Hello, you might contact your local Home Brew Store, they may be able to put you in contact with a local brewer. Jim


----------



## Steven Ogborn (Jun 3, 2011)

I just did a search and came up with Black Snake Meadery in Carrol County, Virginia.
Then I found Hill Top Berry Farm and Winery, close to Wintergreen Ski Resort.


----------



## ChristopherA (Jul 20, 2010)

Thanks the one is pretty darn close!

Thanks again


----------



## nursebee (Sep 29, 2003)

I'd try a homebrew club. I have rarely had a commercial mead that tasted as good as the worst homemade.


----------



## ChristopherA (Jul 20, 2010)

I bought a small bottle today, not much bigger than a long neck beer bottle and it was quite costly...


Tried it, wife tried it, both loved it.

I am planning to make some this year now!

Will be a fun project n I hope it turns out goodah


----------



## Vance G (Jan 6, 2011)

I have made a couple batches and it has been a lot of fun.
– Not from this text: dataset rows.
Issue #318, opened 2020-09-08
After I verify my account, the "resent verification email" button should produce an error


csprayregen:
## ✨ What new feature do you want to see?
After I create an account, but before I verify the account, I can re-send the account verification email on the "thanks for signing up page." If I still have that page open, but I've already verified my account, I do not get an email, but I also don't get an error message. I'd like to get an error message in this instance to make this clear to users. 

## 🧶 Acceptance Criteria
- [x] After my account is verified, if I click "click here to resend the email", I get an error message that says, "You have already verified your account. You can now log in." 

- [x] If I've selected Spanish, this text should read, "Ya has verificado tu cuenta. Ahora puedes iniciar sesión."

## 🖍️ Implementation Details
@katelovescode to add any technical implementation details I might have missed. 

## 🥧 Additional context
We covered the main functionality of this feature in #195, but this is an additional item.

PR #321, opened 2020-09-08
Display an error message if the user has already confirmed their email address

arku:

https://github.com/pieforproviders/pieforproviders/issues/318

If the user clicks on the **Click here to resend the email** link after confirming their email address, they are redirected to the login page and an error message is shown.

## 🍂 Before You Submit

* [x] Did you write tests?

* [ ] Data Migrations
* [ ] Schema Migrations
* [ ] Dependencies

## 🧳 Steps to test

1. Sign up for an account. You should be taken to the confirmation instructions page
2. Click on the link in the confirmation email sent to your email address
3. Go back to the confirmation instructions page and click the **Click here to resend the email** link. You should be taken to the login page and the error message _You have already verified your account. You can now log in._ should show up

Note that the alert title **Confirmation Error** will not be translated upon switching the language to Spanish. This is because the message comes from the backend. The fix involves updating the code which displays login errors and will be handled in a separate PR.

### DIFF
--- a/client/src/i18n/locales/en/index.json
+++ b/client/src/i18n/locales/en/index.json
@@ -84,7 +84,7 @@
 
   "genericErrorMessage": "Something went wrong, try again later.",
 
-  "alreadyConfirmed": "This email has already been confirmed, please try logging in. If you've forgotten your password, please reset it below.",
+  "alreadyConfirmed": "You have already verified your account. You can now log in.",
   "emailUnconfirmed": "You have to confirm your email address before continuing.",
   "confirmationPeriodExpired": "Your confirmation period has expired.",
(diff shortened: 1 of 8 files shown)


client/src/i18n/locales/en/index.json
```diff
@@ -77,7 +77,7 @@
 
   "genericErrorMessage": "Something went wrong, try again later.",
 
-  "alreadyConfirmed": "This email has already been confirmed, please try logging in. If you've forgotten your password, please reset it below.",
+  "alreadyConfirmed": "You have already verified your account. You can now log in.",
```
katelovescode, line 80: Did we get this language from some place?

katelovescode (dismissed):

katelovescode (approved):

Issue #178, opened 2020-08-10
Add Pundit for user authorization


katelovescode:
## 📋 Summary
Restrict user access to their records only (as a test case, users can only see their own businesses)

## 💻 Implementation Details
Here's a place to start looking: https://github.com/stalniy/rails-cancan-api-example

## 🧐 Why tho
We don't want users to be able to see records that don't belong to them!  We can help to enforce it with API endpoint authorization rules.

katelovescode:
@csprayregen for prioritization

PR #331, opened 2020-09-10
Set up Pundit

arku:

#178

- Adds an admin column to the users' table
- Sets up Pundit 
- Adds policies for users and businesses

I'll open separate PRs with policies for the rest to keep this one small.

## 🍂 Before You Submit

* [x] Did you write tests?

* [ ] Data Migrations
* [ ] Schema Migrations
* [x] Dependencies

## 🧵 Steps to set up locally

Run `bundle`

## 🕯 Caveats, concerns

Questions:

When a user tries to access a business or a site that isn't theirs, a 404 is returned. This is what Github does when a visitor tries to access a private repository. Is this fine?


app/policies/application_policy.rb
```diff
@@ -0,0 +1,41 @@
...
+  class Scope
+    attr_reader :user, :scope
+
+    def initialize(user, scope)
+      @user = user
+      @scope = scope
+    end
+
+    def resolve
+      scope.all
```
weedySeaDragon, line 38: We should remove this an define the Scopes on a _per-class basis._

(If we did want to put it here for some reason, then `resolve` should be:
 if the user is an admin, the scope is `all`
 else the scope is none.  (return an empty list)
)

app/policies/application_policy.rb
```diff
@@ -0,0 +1,41 @@
+# frozen_string_literal: true
+
+# Base policy class
+class ApplicationPolicy
+  attr_reader :user, :record
```
weedySeaDragon, line 5: An `admin` should have permission to see and do any actions.
The default result for _action query methods_ (`index? create?` etc) should all call this method:

```
def allowed_default_access?
   user.admin?
end
```

So the action query methods (`index? create?` etc)  should

weedySeaDragon (changes requested):

app/policies/application_policy.rb
arku: I've only retained the constructor in the base scope class.

app/policies/application_policy.rb
arku: > The default result for action query methods (index? create? etc) should all call this method:

Any authenticated user can create resources. Except `UserController#index` which only admins can access, all other controllers' index actions are accessible by authenticated users — what resources they get to access is defined by the policy scope.

I have used the `user.admin?` predicate as the default for `update` and `destroy` actions as you suggested.

swagger/v1/swagger.json
```diff
@@ -155,11 +155,6 @@
               "schema": {
                 "$ref": "#/components/schemas/updateBusiness"
               }
-            },
-            "application/xml": {
```
arku, line 159: Let me know if we should add thie back.

app/policies/business_policy.rb
```diff
@@ -0,0 +1,33 @@
...
+
+# Authorization policies for businesses
+class BusinessPolicy < ApplicationPolicy
+  # Scope defining which businesses a user has access to
+  class Scope < Scope
+    def resolve
+      if user.admin?
+        scope.all
+      else
+        scope.where(user: user).active
```
katelovescode, line 11: 😍

app/policies/business_policy.rb
```diff
@@ -0,0 +1,33 @@
...
+  end
+
+  private
+
+  def manage?
+    admin? || owner?
+  end
+
+  def owner?
+    record.user == user
```
katelovescode, line 31: 😍

db/structure.sql
```diff
@@ -61,8 +61,6 @@ CREATE TYPE public.license_types AS ENUM (
 
 SET default_tablespace = '';
 
-SET default_with_oids = false;
```
katelovescode, line 64: 😠  whyyyyyy

swagger/v1/swagger.json
katelovescode: 👎  don't think we need this

katelovescode (approved):

katelovescode:
When conflicts are resolved, I'll re-approve and merge

app/controllers/api/v1/businesses_controller.rb
```diff
@@ -29,6 +33,7 @@ def create
 
   # PATCH/PUT /businesses/:slug
   def update
+    authorize @business
```
weedySeaDragon, line 36: instead use  `before_action :authorize_object,  only: %i[update destroy]`

and then define the private method:

```
def authorize_business
    authorize @business
end
```

app/controllers/api/v1/users_controller.rb
```diff
@@ -30,6 +31,8 @@ def create
 
   # PATCH/PUT /users/:slug
   def update
+    authorize @user
```
weedySeaDragon, line 34: instead use  `before_action :authorize_object,  only: %i[update destroy]`

and then define the private method:

```
def authorize_user
    authorize @user
end
```

app/controllers/api/v1/businesses_controller.rb
```diff
@@ -38,19 +43,20 @@ def update
 
   # DELETE /businesses/:slug
   def destroy
+    authorize @business
```
weedySeaDragon, line 46: see my comment about authorization in `update`

app/controllers/api/v1/users_controller.rb
```diff
@@ -39,6 +42,7 @@ def update
 
   # DELETE /users/:slug
   def destroy
+    authorize @user
```
weedySeaDragon, line 45: see my comment about authorization in `update`

app/policies/business_policy.rb
```diff
@@ -0,0 +1,33 @@
...
+    manage?
+  end
+
+  private
+
+  def manage?
+    admin? || owner?
+  end
+
+  def owner?
```
weedySeaDragon, line 30: This is a common need, so put it in the parent class. (as `protected`)

app/policies/business_policy.rb
```diff
@@ -0,0 +1,33 @@
...
+    manage?
+  end
+
+  def destroy?
+    manage?
+  end
+
+  private
+
+  def manage?
```
weedySeaDragon, line 26: This is a common need, so put it in the parent class. (as `protected`)
Also: "manage" does not convey anything about what this is checking/querying.  ('manage' is vague; it also could have different meanings in different contexts)
These behaviors/queries/methods are all about _who has permissions_  so the method should be named `admin_or_owner?`

app/policies/user_policy.rb
```diff
@@ -0,0 +1,37 @@
...
+  def update?
+    manage?
+  end
+
+  def destroy?
+    manage?
+  end
+
+  private
+
```
weedySeaDragon, line 29: see my comments in the BusinessPolicy class  re `manage?` and `owner`

app/policies/application_policy.rb
```diff
@@ -0,0 +1,45 @@
...
+
+  def initialize(user, record)
+    @user = user
+    @record = record
+  end
+
```
weedySeaDragon, line 11: I think that the most common permissions are (and thus should be the defaults in this parent class):
```

  def index?
    admin_or_owner?
  end

  def create?
    true
  end

  def update?
    admin_or_owner?
  end

  def destroy?
    admin_or_owner?
  end
```

Then the `UserPolicy` only needs to override these:
```
class UserPolicy
  ...
  def index?
    admin?
  end


  # The user is looking at their own record; they 'own' their own record
  def owner?
    user == record
  end

```

Then `BusinessPolicy`  and most (if not all) other Policy classes only need to define their Scope `resolve` method

app/policies/business_policy.rb
```diff
@@ -0,0 +1,33 @@
...
+    def resolve
+      if user.admin?
+        scope.all
+      else
+        scope.where(user: user).active
+      end
+    end
+  end
+
+  def update?
```
weedySeaDragon, line 16: not needed; see my comment in ApplicationPolicy

app/policies/business_policy.rb
```diff
@@ -0,0 +1,33 @@
...
+    manage?
+  end
+
+  def destroy?
```
weedySeaDragon, line 20: not needed; see my comment in ApplicationPolicy

app/policies/user_policy.rb
```diff
@@ -0,0 +1,37 @@
...
+        scope.where(id: user.id).active
+      end
+    end
+  end
+
+  def index?
+    admin?
+  end
+
+  def update?
```
weedySeaDragon, line 20: not needed; see my comment in ApplicationPolicy

app/policies/user_policy.rb
```diff
@@ -0,0 +1,37 @@
...
+    manage?
+  end
+
+  def destroy?
```
weedySeaDragon, line 24: not needed; see my comment in ApplicationPolicy

app/policies/application_policy.rb
```diff
@@ -0,0 +1,45 @@
+# frozen_string_literal: true
+
+# Base policy class
+class ApplicationPolicy
+  attr_reader :user, :record
+
+  def initialize(user, record)
+    @user = user
```
weedySeaDragon, line 8: This guard should be the first line in the method:
```
# TODO: use I18n.t() for 'must be logged in' message
    raise Pundit::NotAuthorizedError, "must be logged in" unless user
```

app/policies/application_policy.rb
```diff
@@ -0,0 +1,45 @@
...
+  end
+
+  def destroy?
+    admin?
+  end
+
+  # Base policy scope class
+  class Scope
+    def initialize(user, scope)
+      @user  = user
```
weedySeaDragon, line 31: This guard should be the first line in the method:
```
# TODO: use I18n.t() for 'must be logged in' message
    raise Pundit::NotAuthorizedError, "must be logged in" unless user
```

weedySeaDragon (changes requested):
(1) We can simplify/DRY a _lot_ because we know that most policies will use the same permissions for the common REST actions.  See my comments in the files.

(2) We can also simplify/DRY up the `Scope` `resolve` methods for each Policy. Seems there are 3 pieces that can be chained together as needed: a user can only get 'their' objects; an admin can get all;  a user should only get the 'active' objects they own. Once we implement more of the Policies and the `Scope resolve`  methods, the patterns will be clear.  

(3) We can also generalize/abstract the logic in the `.permit(attributes)...` stuff.  If a class has an `active` attribute, then they're going to have the ability to have that scope applied for `Policy .. Scope resolve` method, _and_ have it be a permitted attribute only for an admin.
That means that behavior can be abstracted out into a module.

(1) above should be done now.  But (2) and (3) can wait for a future PR. By then the patterns will be really clear.

db/structure.sql
arku: This shouldn't have been there in the first place. Looks like it was added again in https://github.com/pieforproviders/pieforproviders/pull/319 after being removed in https://github.com/pieforproviders/pieforproviders/pull/313.

I am using Postgres 12.4 and I believe you're as well. @weedySeaDragon Can you check what version of Postgres you're running?

app/controllers/api/v1/businesses_controller.rb
arku: I named it `authorize_user` since it is the user we're authorizing.

app/policies/application_policy.rb
arku: I didn't add it as we already make sure [only authenticated users can access the API](https://github.com/pieforproviders/pieforproviders/blob/develop/app/controllers/api/v1/api_controller.rb#L5). But it doesn't hurt adding the guard I guess.

arku: We don't have to bother translating the message since users will never get to see it.

app/models/business.rb
```diff
@@ -10,6 +10,8 @@ class Business < UuidApplicationRecord
   validates :name, presence: true, uniqueness: { scope: :user_id }
 
   before_validation { |business| business.slug = generate_slug("#{business.name}#{business.user_id}") }
+
+  scope :active, -> { where(active: true) }
```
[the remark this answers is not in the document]
katelovescode: Scope creep, get thee out of here. :D Drop it waaaay down in the backlog.

katelovescode (approved):

Issue #269, opened 2020-09-01
DB implementation: Connect Address lookups to models


weedySeaDragon:
## 📋 Summary

Connect the Address lookup models (`State` `County` `City`) to the models that use them.

blocked by #338 

## 💻 Implementation Details

Will need schema migrations, model and spec updates.

## 🧐 Why tho

Now that we have the address lookup models in the db, we should use them.

PR #339, opened 2020-09-12
Connect Sites, Agencies to Lookup address classes (based on PR 336)

weedySeaDragon:

#269 Connect Address lookups to models

This branch is based on the branch for PR 336.  Once that PR is ok and merged, I'll update this as necessary.

## 🍂 Before You Submit

* [ ] Did you write tests?

* [ ] Data Migrations
* [x] Schema Migrations
* [ ] Dependencies

## 🕯 Caveats, concerns

I also added an explicit example (RSpec test) to models to verify that the default factory is valid.


db/seeds.rb
```diff
@@ -28,44 +28,56 @@
   license_type: Licenses.types.keys.first
 )
 
-site = Site.where(name: 'Prairie Center', business: business).first_or_create(
+montana = Lookup::State.find_by(abbr: 'MT')
```
katelovescode, line 31: I know we're expecting these to be populated by the import but should these be `first_or_create`s just in case?

katelovescode (dismissed):
Just a comment, not a dealbreaker, merge if you are satisfied!

katelovescode (approved):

I failed to follow directions and used an efficient yeast that turned what I thought was going to be a semisweet mead into torpedo fuel almost 19% alcohol. I have been assured it is not a waste, it will just need aged 2 to 5 years before it is pleasant to drink. I made a second batch that is much better, but turned out a little sweet for me. When you do get ready to brew, figure what you want for a product and follow directions exactly. Strong varietal honeys like goldenrod or Orange Blossom are preferred for making mead. So if you produce a strong honey, you are luckier than I. The internet is full of recipes and good forums devoted to just mead. Gotmead.com is my favorite. Ben brewcat here knows his stuff also. Tell him what you want and he can probably set you up.


----------



## ChristopherA (Jul 20, 2010)

Thanks Vance!

I will have to be honest on the honey, I just recently moved and relocated my hives so I have no idea what kind of honey I will get. It is a mixture of hay fields, forest mainly made up of tulip poplar, various berries (black mainly) and then thousands of acres of croplands which mainly grow soybean and corn. I am not sure of wildflower types currently since I moved in during winter.

I look forward to doing some brewing this year. I still need to gather all the needed equipment, do some reading and get some good direction.

Thanks Again!


----------



## Ben Brewcat (Oct 27, 2004)

Gotmead.com


----------



## Vance G (Jan 6, 2011)

midwestsupplies.com is a supplier for equipment I use. The prices are ok and they are as reasonable on shipping as I have found on anything these days. They use Fed Ex ground and they must have a negotiated price. I get big boxes for ten bucks shipping. I would love to get this stuff locally and support a merchant, but our brewshop is high prices and seldom stocked. Freight on glass is a killer so try to find one for that at least. Get the book the compleat meadmaker by Ken Schramm. A good how to and has some recipes. CAUTION! meadmaking can be as addictive as beekeping and cause equally obcessive behaviour and illusions that you are the only one who truely knows how to do it. If you can whip that, it is a good hobby.


----------